╭─ Data to use

PR #112, opened 2023-07-04
Raise an error if spec has unknown columns

### LINKED ISSUE #104: Unknown keys in MetaDataset specification are silently ignored
If the specification for creating a MetaDataset from a dataframe contains a key that does not correspond to any column in the dataframe, it is silently ignored, but should I think at least generate a warning to inform the user.
This:
```
df = pd.DataFrame([0,0,0], columns=['zeroes'])
var_spec = {  'id': {'unique': True} }
meta_dataset = MetaDataset.from_dataframe(df, spec=var_spec)
```
gives no warning or error.

qubixes:
Fixes #104

### DIFF
--- a/metasynth/dataset.py
+++ b/metasynth/dataset.py
@@ -117,6 +117,9 @@ class MetaDataset():
         else:
             spec = deepcopy(spec)
 
+        if set(list(spec)) - set(df.columns):
+            raise ValueError("Specifications found for column that were not found in the "
+                             f"dataset itself: {set(list(spec)) - set(df.columns)}")
         all_vars = []
         for col_name in df.columns:
             series = df[col_name]
--- a/metasynth/dataset.py
+++ b/metasynth/dataset.py
@@ -118,8 +118,9 @@ class MetaDataset():
             spec = deepcopy(spec)
 
         if set(list(spec)) - set(df.columns):
-            raise ValueError("Specifications found for column that were not found in the "
-                             f"dataset itself: {set(list(spec)) - set(df.columns)}")
+            raise ValueError("Argument 'spec' includes the specifications for column names that do "
+                             "not exist in the supplied dataframe:"
+                             f" '{set(list(spec)) - set(df.columns)}'")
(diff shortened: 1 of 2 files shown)


metasynth/dataset.py
```diff
@@ -117,6 +117,9 @@ def from_dataframe(cls,
         else:
             spec = deepcopy(spec)
 
+        if set(list(spec)) - set(df.columns):
```
vankesteren, line 120: This line looks great, set difference by just instantiating set objects

metasynth/dataset.py
```diff
@@ -117,6 +117,9 @@ def from_dataframe(cls,
...
+            raise ValueError("Specifications found for column that were not found in the "
+                             f"dataset itself: {set(list(spec)) - set(df.columns)}")
```
vankesteren, line 122: @Samuwhale do you have a suggestion for a better error message here? I am wondering if this is immediately understandable, but I'm finding it hard to decide on a better error message.

I checked what tidyverse does when loading a csv with a spec with a column that could not be found; it displays a warning (not an error) and it's the following message:
``` 
Warning message:                                                                     
The following named parsers don't match the column names: Pid 
```
I think that is kind of worse so maybe our message is ok 😃

tests/test_dataset.py
```diff
@@ -92,6 +92,10 @@ def check_dataset(dataset):
         print(name, dataset.descriptions[name])
         assert dataset.descriptions[name] == name
 
+    # Check whether non-columns raise an error
+    with pytest.raises(ValueError):
+        dataset = MetaDataset.from_dataframe(df, spec={"unicorn": {"prop_missing": 0.5}})
```
vankesteren, line 97: 🦄

vankesteren (approved):

metasynth/dataset.py
vankesteren: Feel free to merge and create a new issue out of this comment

╰─

* **Required action**:
Scan the records above for the word "class". Copy each line that has it.

* **Solution below**:
@@ -117,6 +117,9 @@ class MetaDataset():
@@ -118,8 +118,9 @@ class MetaDataset():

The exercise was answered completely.